Stored data
::::::::
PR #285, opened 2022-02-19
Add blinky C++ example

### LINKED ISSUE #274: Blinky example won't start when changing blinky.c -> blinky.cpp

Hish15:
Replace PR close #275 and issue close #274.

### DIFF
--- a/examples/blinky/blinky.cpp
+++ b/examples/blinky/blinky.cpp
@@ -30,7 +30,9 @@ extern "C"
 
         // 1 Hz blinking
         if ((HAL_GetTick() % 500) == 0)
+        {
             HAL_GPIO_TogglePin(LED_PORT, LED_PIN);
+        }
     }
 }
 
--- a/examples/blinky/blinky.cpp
::::::::
PROBLEM TO WORK ON -
A word-for-word copy of the data is the expected answer.

ANSWER TO THIS EXERCISE -
PR #285, opened 2022-02-19
Add blinky C++ example

### LINKED ISSUE #274: Blinky example won't start when changing blinky.c -> blinky.cpp

Hish15:
Replace PR close #275 and issue close #274.

### DIFF
--- a/examples/blinky/blinky.cpp
+++ b/examples/blinky/blinky.cpp
@@ -30,7 +30,9 @@ extern "C"
 
         // 1 Hz blinking
         if ((HAL_GetTick() % 500) == 0)
+        {
             HAL_GPIO_TogglePin(LED_PORT, LED_PIN);
+        }
     }
 }
 
--- a/examples/blinky/blinky.cpp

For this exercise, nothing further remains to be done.